Losing the Nobel Prize by Brian Keating, a cosmology professor at UCSD, contains a tell-it-like-it-is description of the life of a scientist (see the previous posting regarding this book). Examples:

Battle is an apt metaphor for what we scientists do. There is a fierce competition that begins the day you declare yourself a physics major. First, among your fellow undergraduates, you spar for top ranking in your class. This leads to the next battle: becoming a graduate student at a top school. Then, you toil for six to eight years to earn a postdoc job at another top school. And finally, you hope, comes a coveted faculty job, which can become permanent if you are privileged enough to get tenure. Along the way, the number of peers in your group diminishes by a factor of ten at each stage, from hundreds of undergraduates to just one faculty job becoming available every few years in your field. Then the competition really begins, for you compete against fellow gladiators honed in battle just as you are. You compete for the scarcest resource in science: money. Surprisingly, not by brains alone does science progress; funding is its true lifeblood. Cosmology’s primary funding agency is the National Science Foundation. But the NSF proposal success rate is currently only about 20%, across all fields of physics and math: the lowest it has been in over a decade.

If you pick science as a career at age 18, how long before you can know whether or not you’ll be successful?

A recent article in the Proceedings of the National Academy of Sciences written by Ronald Daniels, the president of Johns Hopkins University, found that the average age of a first-time recipient of a nationally funded grant has increased from under thirty-eight in 1980 to over forty-five as of 2013.20 More disturbingly, the fraction of first-time recipients aged thirty-six or younger has plummeted from 18% in 1983 to 3% in 2010. The awful conclusion of the study is this: “Without their own funding, young researchers are prevented from starting their own laboratories, pursuing their own research, and advancing their own careers in academic science.” With the success rate so low, the study continues, “it is not surprising that many of our youngest minds are choosing to leave their positions in academic research for careers in industry, other countries, or outside of science altogether.”

So you just have to give it at least 27 years! (from 18-45, assuming that the trend hasn’t continued since 2013) Make sure that your ideas aren’t too novel. Professor Keating cites a study that “once projects go beyond a modest level of novelty, the probability they’ll be funded decreases as their perceived novelty increases.”
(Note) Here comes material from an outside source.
PR #2001, opened 2019-06-25
[C#] include structs in symbol list

mollstam:
I finally figured out why some of my types weren't in the Goto Symbol in Project… list: they are structs!

I went ahead and looked at the Classes and Interfaces files and added one for Structs, lo and behold it just worked and I know too little about Sublime development to know what effects this has, except that now I can finally jump around to my structs, so I thought I'd make a PR for it. 😬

The Nobel Prize makes a competitive situation more ruthless:

Yet Mother Nature herself, so red in tooth and claw, couldn’t have devised a more efficient means of incentivizing bitter competition than the Nobel Prize. Indeed, the competition in science is at least as ferocious as in any corporate boardroom; there are many billion-dollar corporations, but the Nobel Prize is science’s most closely held monopoly. Most nonscientists think science is conducted by altruistic boffins, happy to find gainful employment doing work that they uniquely are capable of. Yet competition and science go hand in hand, and have done so since the invention of the scientific method itself.

But there is an important distinction between artistic innovation and scientific discovery. As historian of science Derek de Solla Price opined, “If Michelangelo or Beethoven had not existed, their works would have been replaced by quite different contributions. If Copernicus or Fermi had never existed, essentially the same contributions would have had to come from other people. There is, in fact, only one world to discover, and as each morsel of perception is achieved, the discoverer must be honored or forgotten.” Honor comes to those who do not wait.
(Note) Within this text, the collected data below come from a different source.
PR #2002, opened 2019-06-27
[Rust] Add u128 and i128 primitive types.

willstott101:
Since https://github.com/rust-lang/rust/pull/38482 Rust has had native `u128` and `i128` integers.

### DIFF
--- a/Rust/Rust.sublime-syntax
+++ b/Rust/Rust.sublime-syntax
@@ -9,7 +9,7 @@ variables:
   identifier: '(?:(?:[[:alpha:]][_[:alnum:]]*|_[_[:alnum:]]+)\b)' # include a word boundary at the end to ensure all possible characters are consumed, to prevent catastrophic backtracking
   escaped_byte: '\\(x\h{2}|n|r|t|0|"|''|\\)'
   escaped_char: '\\(x\h{2}|n|r|t|0|"|''|\\|u\{\h{1,6}\})'
-  int_suffixes: 'i8|i16|i32|i64|isize|u8|u16|u32|u64|usize'
+  int_suffixes: 'i8|i16|i32|i64|i128|isize|u8|u16|u32|u64|u128|usize'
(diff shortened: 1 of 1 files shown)


wbond:
Could we add a test assertion or two to make sure we don't regress on these in the future?

FichteFoll:
Personally, I find it superfluous to add tests for these kind of patterns with lots of options and where you only added one or two, because when following this argument you'd also have to have a test for every `support.type` identifier and that's overkill imo.

willstott101:
I could replace a few of the existing integer suffixes in the test file with 128bit suffixes.

I could add completely new tests for all suffixes.

Or perhaps via support for several occurrences of the same syntax in one comment I could make more of a matrix of supported formats.

      1i8; 1i16; 1i32; 1i64; 1i128;
    //^^^  ^^^^  ^^^^  ^^^^  ^^^^^ constant.numeric.integer.decimal
    // ^^   ^^^   ^^^   ^^^   ^^^^ storage.type - constant.numeric.integer.decimal

But without access to the test code I have no idea how sensible that is.

wbond:
> Personally, I find it superfluous to add tests for these kind of patterns with lots of options and where you only added one or two, because when following this argument you'd also have to have a test for every support.type identifier and that's overkill imo.

I think my approach is that is we missed this for a year or more and it had to be reported and fixed, it may be rare enough that someone wouldn't think to look for it.

Generally, if I see a fix with tests and it isn't complicated I can just merge. If there are no tests than more effort is spent trying to figure out why there are no tests, and if we really need them. Maybe the author hasn't spent time reading the [docs for .sublime-syntax](https://www.sublimetext.com/docs/3/syntax.html#testing) and doesn't know about the tests?

FichteFoll:
>I think my approach is that is we missed this for a year or more and it had to be reported and fixed, it may be rare enough that someone wouldn't think to look for it.

That's a good point, considering this is a nightly-only feature and also behind a feature flag, people aren't going to use it a whole lot. I didn't even know about these types.
My usual practice is to pick a couple examples from a pattern set like this, which should give appropriate coverage on them, but I don't have any set rules.

Thom1729:
Devil's advocate: why not test every single support identifier?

In keeping with the zeitgest, the book contains a section titled “Women and the Nobel Prize in Physics”. According to the book, only 2 out of 207 laureates in physics have been “women.” Does this analysis make sense given what we now know about the fluidity of gender ID? How do we know that Marie Curie actually identified as a woman? Could it be that Werner Heisenberg identified as a woman, but was afraid that his Nazi Party colleagues would have been hostile to a gender reassignment?

Suppose that we were willing to make cisgender-normative assumptions and deny the fluidity of gender.
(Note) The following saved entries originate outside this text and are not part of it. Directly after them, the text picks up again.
PR #2003, opened 2019-07-01
[JavaScript] Allow node-specific variables as valid identifiers

Hakerh400:
**Before**

**After**

### DIFF
--- a/JavaScript/JavaScript.sublime-syntax
+++ b/JavaScript/JavaScript.sublime-syntax
@@ -2193,6 +2193,7 @@ contexts:
     # Module-level variables
     - match: (?:__dirname|__filename|exports){{identifier_break}}
       scope: support.constant.node.js
+      pop: true
     - match: module{{identifier_break}}
       scope: support.constant.node.js
       set:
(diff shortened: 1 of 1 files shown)


Thom1729:
The code change in this PR seems obviously correct. That rule should definitely pop, and it's surely a bug that it wasn't before.

However, I'm confused by the screenshots. After `const`, the syntax should try to match a variable binding pattern, not a variable use. I don't know why it would hit any of the support code unless there's another bug.

I'm on vacation until Monday, so I can't test this at the moment.

FichteFoll:
Support identifiers are matched in assignments.
```yaml
  variable-binding-name:
    - match: (?={{non_reserved_identifier}})
      set:
        - meta_scope: meta.binding.name.js
        - include: literal-variable
```

literal-variable => support =>

There is another pop missing in line 2287:
```yaml
    - match: (?:__defineGetter__|__defineSetter__|__lookupGetter__){{identifier_break}}
      scope: invalid.deprecated.js support.function.js
```

Thom1729:
Weird. I should probably rewrite that part. In the mean time, this PR looks correct, and adding that other missing pop would be even better.

wbond:
Thanks @Hakerh400!

PR #2004, opened 2019-07-01
[Git] End gitconfig strings before newline

michaelblyons:
I have a background color tweak for `string` that makes the problem more obvious.

### DIFF
--- a/Git Formats/Git Config.sublime-syntax
+++ b/Git Formats/Git Config.sublime-syntax
@@ -211,7 +211,7 @@ contexts:
           pop: true
 
   line-end:
-    - match: $\n?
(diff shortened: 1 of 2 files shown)


Git Formats/Git Config.sublime-syntax
```diff
@@ -211,7 +211,7 @@ contexts:
           pop: true
 
   line-end:
-    - match: $\n?
+    - match: (?=$)
```
FichteFoll: For the record, this is equivalent to `$`.

michaelblyons: A good point, thanks.

PR #2006, opened 2019-07-10
[Python] Add support for some new syntax in Python 3.8

FichteFoll:
[Python 3.8](https://docs.python.org/3.8/whatsnew/3.8.html) will include the following syntax changes:

- [x] `f'{expr=}'` expands to the text of the expression, an equal sign, then the repr of the evaluated expression (https://bugs.python.org/issue36817)
- [x] Positional-Only Parameters (https://www.python.org/dev/peps/pep-0570/)
- [ ] Assignment Expressions (https://www.python.org/dev/peps/pep-0572/)

I skipped assignment expressions for now because they are a tad bit more involved and ideally I'd like to see some consensus on #1842 regarding the scope names I should use for the identifiers that are assigned to. Because the assignments are inline, it would seem useful for those to be highlighted differently compared to normal variable usages.
Anyway, here are the small changes I've done so far.

The final release is [scheduled for 2019-10-21](https://www.python.org/dev/peps/pep-0569/).

### DIFF
--- a/Python/Python.sublime-syntax
+++ b/Python/Python.sublime-syntax
@@ -624,6 +624,13 @@ contexts:
     - match: ','
       scope: punctuation.separator.parameters.python
       push: allow-unpack-operators
+    - match: /
+      scope: storage.modifier.positional-args-only.python
+      push:
+        - match: (?=[,)])
+          pop: true
+        - match: \S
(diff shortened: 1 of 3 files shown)


wbond:
Looks good, thanks!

Currently, women make up an unfortunately small fraction, approximately 20%, of the physics faculties at major U.S. research institutions. But that fraction dwarfs the percentage of female physics laureates by a factor of twenty. All other fields—including economics, the newest comer on the Nobel circuit, with one female laureate compared to seventy-five male winners—have a higher percentage of female laureates. Physicists are now asking themselves how the lack of gender diversity is affecting the career choices of young women. And even Nobel Prize winners like Brian Schmidt are speaking up against the prize’s lack of gender diversity.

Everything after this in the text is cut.